Heribert Schunkert MD is Professor of Cardiology of the Technische Universität München and Director of the Cardiology Department, German Heart Centre Munich since 2012. He completed a research fellowship at Brigham and Women’s Hospital, Boston, USA and clinical fellowships at Beth Israel Hospital, Universitätsklinikum Regensburg, and the Massachusetts General Hospital, Boston, USA, before he became assistant and associate professor in Regensburg. From 2002-2012 Prof. Schunkert was Director of Internal Medicine and Cardiology at the University of Luebeck. He conducts research in the molecular genetics of multifactorial cardiovascular disease, coordinates several EU- and BMBF-sponsored projects as well as the European-American Leducq network CADgenomics to identify the genetic roots of myocardial infarction. He is the author of more than 600 publications in international journals.
Lars Wallentin became the first Professor of Cardiology at Uppsala University Hospital, Uppsala, Sweden in 1991 and was Head of the Department of Cardiology from 1991 to 1999. In 1992 he started and became the first chairman of the Swedish Registry of Acute Cardiac Care (RIK-HIA). In 2001, he founded the Uppsala Clinical Research Center and was its first Director until 2008. Over the last 20 years he has been the chairman and principal investigator of many national and international clinical trials. The group of Professor Wallentin has developed many new concepts concerning pathogenesis, diagnosis, risk stratification, antithrombotic and interventional treatments in acute coronary artery disease and stroke prevention in atrial fibrillation where they have pioneered the use of molecular biomarkers for prognostication and decision support.

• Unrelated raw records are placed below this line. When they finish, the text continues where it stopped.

PR #662, opened 2021-07-13
Type versions

maxitg:
## Changes

* Expands `SetReplaceType` to now accept up to two arguments: `SetReplaceType[name, version]`.
* It is now used not only in type graphs but everywhere: `SetReplaceObjectType` returns it, `Multihistory` types use it, etc.
* `objectType` can return types wrapped in `SetReplaceType` or not. However, types will be wrapped automatically once they reach any user-facing functions or other declarations such as `declareTypeTranslation` (in other words, `SetReplaceType[name]` can be used interchangeably with `name`).
* There are custom boxes for `SetReplaceType`: image
* `SetReplaceTypeConvert` can accept types without versions, e.g., `SetReplaceTypeConvert[WolframModelEvolutionObject] @ object`. In this case, the latest known type is used.

## Comments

Professor Wallentin has published more than 700 papers in peer-reviewed international
Journals. He was the President of the Swedish Cardiac Society, and from 2000 to 2002, he founded and served as President of the Swedish Heart Association. He has also received several prestigious research awards and was in 2010 honored with the European Society of Cardiology Gold Medal for his outstanding contributions to the science and practice of cardiology.
Dr. Xia Yang is currently a tenured Associate Professor in the Department of Integrative Biology and Physiology and a member of the Institute of Quantitative and Computational Biology at UCLA. Her lab focuses on developing and applying multi-tissue multi-omics systems biology approaches to understand the gene networks perturbed by genetic and environmental risks of complex human diseases including cardiometabolic diseases and brain disorders (https://yanglab.ibp.ucla.edu). She received her PhD degree in Molecular Genetics with an emphasis on Bioinformatics from Georgia State University and obtained postdoctoral training at UCLA under the guidance of Dr. A. Jake Lusis. She subsequently worked as Senior Scientist at Merck & Co./Rosetta Inpharmatics and also led the Systems Biology group at Sage Bionetworks before returning to UCLA as a faculty member.